(Aim of the task) From the line that includes "for branch change_" down to the final line of the data below, copy every line exactly and leave the rest out.

[[ Data supplied, beginning ]]

PR #1533, opened 2018-10-19
Create markup.Escape

WilliamVenner:
Quick helper function for escaping markup text (thanks to lines 283-285!)

PR #1614, opened 2019-10-09
Create markup.Escape

WilliamVenner:
Quick helper function for escaping markup text (thanks to lines 283-285!)

_Moved from #1533 for branch change_


CornerPin:
You can use a table as a _replacement_ argument, so you don't have to call `gsub` three times.
```lua
local escapeEntities = {
	["&"] = "&amp;",
	["<"] = "&lt;",
	[">"] = "&gt;"
}

function Escape( str )
	return (tostring(str):gsub("[&<>]", escapeEntities))
end
```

[[ Data supplied, end ]]

(Answer to this problem)
_Moved from #1533 for branch change_


CornerPin:
You can use a table as a _replacement_ argument, so you don't have to call `gsub` three times.
```lua
local escapeEntities = {
	["&"] = "&amp;",
	["<"] = "&lt;",
	[">"] = "&gt;"
}

function Escape( str )
	return (tostring(str):gsub("[&<>]", escapeEntities))
end
```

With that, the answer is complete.